Exercise objective:
Tally every line in the entries below that holds "package", then give only the total.
** Opening Provided material block **
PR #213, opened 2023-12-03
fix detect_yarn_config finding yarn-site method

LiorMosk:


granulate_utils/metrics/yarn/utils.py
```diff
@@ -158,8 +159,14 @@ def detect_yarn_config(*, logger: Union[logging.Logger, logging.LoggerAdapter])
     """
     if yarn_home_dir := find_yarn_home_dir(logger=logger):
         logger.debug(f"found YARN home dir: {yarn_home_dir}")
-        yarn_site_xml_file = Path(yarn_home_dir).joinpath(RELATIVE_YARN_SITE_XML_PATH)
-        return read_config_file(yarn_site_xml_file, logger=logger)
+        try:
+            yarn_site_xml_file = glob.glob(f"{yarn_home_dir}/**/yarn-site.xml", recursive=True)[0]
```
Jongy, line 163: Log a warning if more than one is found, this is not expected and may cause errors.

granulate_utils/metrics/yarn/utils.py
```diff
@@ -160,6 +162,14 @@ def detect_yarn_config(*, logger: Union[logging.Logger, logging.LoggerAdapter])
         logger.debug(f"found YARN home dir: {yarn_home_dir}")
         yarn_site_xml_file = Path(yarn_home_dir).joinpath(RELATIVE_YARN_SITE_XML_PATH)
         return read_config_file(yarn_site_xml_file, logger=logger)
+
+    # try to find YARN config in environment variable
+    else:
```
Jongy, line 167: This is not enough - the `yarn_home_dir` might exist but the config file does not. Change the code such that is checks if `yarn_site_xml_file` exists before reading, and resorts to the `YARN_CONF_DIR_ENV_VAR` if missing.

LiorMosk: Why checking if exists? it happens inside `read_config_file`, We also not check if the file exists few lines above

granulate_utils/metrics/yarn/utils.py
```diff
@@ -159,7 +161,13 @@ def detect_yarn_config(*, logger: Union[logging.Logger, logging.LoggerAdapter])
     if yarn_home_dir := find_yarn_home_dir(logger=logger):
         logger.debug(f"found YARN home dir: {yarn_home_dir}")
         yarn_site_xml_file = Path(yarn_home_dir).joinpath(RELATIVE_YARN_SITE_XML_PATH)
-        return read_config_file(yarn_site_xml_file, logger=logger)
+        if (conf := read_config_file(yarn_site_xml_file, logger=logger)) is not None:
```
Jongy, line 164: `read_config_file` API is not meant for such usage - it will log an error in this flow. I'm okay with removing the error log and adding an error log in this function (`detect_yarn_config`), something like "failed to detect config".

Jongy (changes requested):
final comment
** Closing Provided material block **
** Opening Provided material block **
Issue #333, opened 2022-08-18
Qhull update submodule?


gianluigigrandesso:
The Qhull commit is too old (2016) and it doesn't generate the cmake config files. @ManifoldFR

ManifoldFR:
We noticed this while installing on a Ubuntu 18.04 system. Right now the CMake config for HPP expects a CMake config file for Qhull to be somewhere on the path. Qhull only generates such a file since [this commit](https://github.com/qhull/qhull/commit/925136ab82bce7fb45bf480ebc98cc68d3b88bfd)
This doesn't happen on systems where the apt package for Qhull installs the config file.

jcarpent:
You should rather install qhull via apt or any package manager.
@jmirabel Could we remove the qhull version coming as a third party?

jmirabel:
** Closing Provided material block **
Completed exercise:
2